### WHAT YOU NEED TO DO
How many lines in the material below include the string "working"? Only the number should be given.

### EXERCISE DATA
========================
PR #662, opened 2025-12-24
feat: add `--working-directory` arg

### LINKED ISSUE #636: cosmic-term doesn't support a working directory as parameter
========================
### SOLVED EXERCISE
2